As companies increase their revenues and earnings over time, management has to make the decision of what to do with their increasing earnings. I like the ones that pay out part of those earnings as dividends and take the other part and invest it in the business. If a company pays out none of its earnings as dividends, I’m not interested in that stock at all. If the company pays out all of its earning in dividends then it tells me that management doesn’t know how or is unable to grow the company. For the most part I’m not interested in these companies either.
Most companies that I’m interested in pay out part of their earnings in dividends and keep part of their earnings to grow the company. The part that they pay out in dividends can vary anywhere from 1% to 99% and this percentage is called the Payout Ratio. Companies that payout more than 70% are not desirable because they retain very little earnings to expand the business or develop new products. Companies that payout less than 20% had better have a great track record of using their earnings to increase profits going forward. I prefer companies that payout between 20% and 70% in dividends.
I also look at the growth rate of the dividend itself. If management is retaining part of earnings for the purpose of growing the profits of the company and they maintain the same payout ratio then the dividend should increase every year. I look for the dividend to increase at least at the rate of inflation. This rate of increase is necessary to maintain my purchasing power in the years ahead. If the cost of living is increasing at 3% per year, I need my stocks to increase their dividends by at least 3% per year to keep up with that cost of living. And more than the cost of living is better. I would like to think that in the future I will be making more relative to the cost of living than I’m making today.
I also expect to take those dividends and invest them back into those companies that are increasing my dividends going forward. I don’t subscribe to any dividend reinvestment programs because I prefer not to be locked into buying a specific stock. I prefer to invest dividends into companies that produce the best opportunities at the moment I receive the dividend which may or may not be the company that’s paying the dividend. It’s a level of control over my investments I’m unwilling to concede.
In the end, dividends are dependent on the revenues and earnings that the company generates, the payout ratio that management puts in place, and the annual dividend growth rate that enhances my future purchasing power. It’s all a trade off but as a general rule the farther out retirement is the lower the payout ratio and the greater the dividend growth rate the better. If retirement isn’t that far away then the higher the payout ratio and the less the dividend growth rate the better. It’s all a manner of life span. The older I get the more I want dividends now and the less growth I need in the future. The reason should be obvious.

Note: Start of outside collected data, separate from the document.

PR #6006, opened 2026-07-30
feat(ui-rewrite): (De)Activate prompts button

### LINKED ISSUE #5409: [UI-REWRITE]: Add Activate/Deactivate action to the Prompts view overflow menu
### 🧭 Type of Feature

  ### 🧭 Epic
  **Title:** Prompts view parity with Admin UI
  **Goal:** Allow operators to activate/deactivate a prompt directly from the new `/client` Prompts view, matching the legacy Admin UI behaviour.
  **Why now:** The legacy Admin UI lets operators toggle a prompt's active state. The rewritten UI should reach parity so prompts can be enabled/disabled without editing or deleting them.

> **⚠️ Dependency:** The rewritten Prompts view is currently a stub (`client/src/pages/Prompts.tsx` only renders a heading). This action depends on the Prompts list/card view and details sidepanel (with a per-prompt overflow "⋯" menu) tracked in **#5323**, and should be sequenced after it.

  ---

  ### 🧑🏻‍💻 User Story
  **As a:** gateway operator
  **I want:** an Activate/Deactivate action in the per-prompt overflow menu of the Prompts view
  **So that:** I can disable a prompt (taking it out of availability) and re-enable it without editing or deleting it.

  #### Description
  In the Prompts view, add a per-prompt overflow ("⋯") menu item that toggles the prompt's active state:

  - A prompt is **active** by default.
  - When the prompt is **active**, the menu item reads **Deactivate**.
  - When the prompt is **inactive**, the menu item reads **Activate**.
  - Behaviour must match the legacy Admin UI (deactivating removes the prompt from availability; reactivating restores it).
  - The status indicator on the card (and in any details panel) must reflect the new state after refresh, driven by `prompt.enabled`.

  Suggested menu order: **View Details → Activate/Deactivate** and **Edit/Delete**.

  #### ✅ Acceptance Criteria
  ```gherkin
  Scenario: Deactivate an active prompt
    Given a prompt that is active (enabled)
    And the prompt overflow menu is open
    When I click "Deactivate"
    Then the prompt is deactivated via the API
    And the status reflects "Inactive"
    And the menu item now reads "Activate"
    And a success toast is shown

  Scenario: Activate an inactive prompt
    Given a prompt that is inactive
    And the prompt overflow menu is open
    When I click "Activate"
    Then the prompt is activated via the API
    And the status reflects "Active"
    And the menu item now reads "Deactivate"
    And a success toast is shown

  Scenario: Failure handling
    Given the activate/deactivate request fails
    Then an error toast is shown
    And the prompt's displayed status is unchanged
  ```

  ---

  ### 🛠️ Implementation Notes

  **Frontend**
  - `client/src/pages/Prompts.tsx` — once the Prompts list/card view exists, add a `DropdownMenuItem` whose label toggles on `prompt.enabled` (`Deactivate` when enabled, `Activate` when disabled); add an `onTogglePrompt` prop/handler that calls the API, shows success/error toasts, and refreshes the list. Drive the status indicator from `prompt.enabled`.
  - `client/src/api/prompts.ts` — create this service (does not exist yet) and add a `setState(id, activate)` method alongside the standard CRUD methods.

  **API**
  - Canonical endpoint: `POST /prompts/{prompt_id}/state?activate=true|false` (requires `prompts.update` permission) — see `mcpgateway/main.py:6299`.

  **i18n**
  - Add strings for the new actions (e.g. `prompts.card.activate`, `prompts.card.deactivate`) plus success/error toast messages, across `en-US`, `es-ES`, `pt-BR` (`client/src/i18n/locales/*/prompts.json`).

  **Tests**
  - Unit tests for the prompt card (correct label based on `enabled`, handler invocation) and the toggle flow (success + failure toasts).

gcgoncalves:
# Pull Request

## 🔗 Related Issue

Closes #5409

---

## 📝 Summary

Add Activate/Deactivate button to prompts, with optimistic update

---

## 📏 Reviewability

---

## 🏷️ Type of Change

- [ ] Bug fix
- [X] Feature / Enhancement
- [ ] Documentation
- [ ] Refactor
- [ ] Other (describe below)

### DIFF
--- a/client/src/components/prompts/PromptDefinitionTable.tsx
+++ b/client/src/components/prompts/PromptDefinitionTable.tsx
@@ -26,6 +26,7 @@ export interface PromptDefinitionTableProps {
   onSelectPrompt: (prompt: NonNullable<PromptRead>) => void;
   onEdit?: (prompt: NonNullable<PromptRead>) => void;
   onDelete?: (prompt: NonNullable<PromptRead>) => void;
+  onTogglePrompt?: (id: string, currentState: boolean) => void;
 }
 
 /**
@@ -45,6 +46,7 @@ export function PromptDefinitionTable({
   onSelectPrompt,
   onEdit,
   onDelete,
+  onTogglePrompt,
 }: PromptDefinitionTableProps) {
   const intl = useIntl();
 
@@ -108,7 +110,7 @@ export function PromptDefinitionTable({
             </TableCell>
 
             <TableCell className="px-4 py-3 text-center">
-              {(onEdit || onDelete) && (
+              {(onEdit || onDelete || onTogglePrompt) && (
                 <DropdownMenu>
                   <DropdownMenuTrigger asChild>
                     <Button
@@ -138,6 +140,30 @@ export function PromptDefinitionTable({
                         {intl.formatMessage({ id: "prompts.details.action.edit" })}
                       </DropdownMenuItem>
                     )}
+                    {onTogglePrompt &&
+                      (() => {
+                        const enabled = prompt.enabled ?? true;
+                        return (
+                          <DropdownMenuItem
+                            onClick={(e) => {
+                              e.stopPropagation();
+                              onTogglePrompt(prompt.id, enabled);
+                            }}
+                            aria-label={intl.formatMessage(
+                              {
+                                id: enabled
+                                  ? "prompts.details.deactivateAriaLabel"
+                                  : "prompts.details.activateAriaLabel",
+                              },
+                              { name: prompt.displayName || prompt.name },
+                            )}
+                          >
+                            {enabled
+                              ? intl.formatMessage({ id: "prompts.details.action.deactivate" })
+                              : intl.formatMessage({ id: "prompts.details.action.activate" })}
+                          </DropdownMenuItem>
+                        );
+                      })()}
                     {onDelete && (
                       <DropdownMenuItem
                         onClick={(e) => {
--- a/client/src/pages/Prompts.tsx
+++ b/client/src/pages/Prompts.tsx
@@ -78,9 +78,11 @@ function buildPromptGroups(
 function PromptGroupCard({
   group,
   onViewDetails,
+  onTogglePrompt,
 }: {
   group: PromptGroup<NonNullable<PromptRead>>;
   onViewDetails: (group: PromptGroup<NonNullable<PromptRead>>) => void;
+  onTogglePrompt?: (id: string, currentState: boolean) => void;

Therefore the more an investor begins to understand all the variables involved in investing, the more he begins to understand how investing is connected to both the point he's at in his life as well as his expectations of when and how he'll spend his retirement. These are all individual decisions but they are things that have to be constantly considered and reevaluated. Otherwise, there won’t be a retirement and I’ll end up working the drive thru window at the local hamburger joint.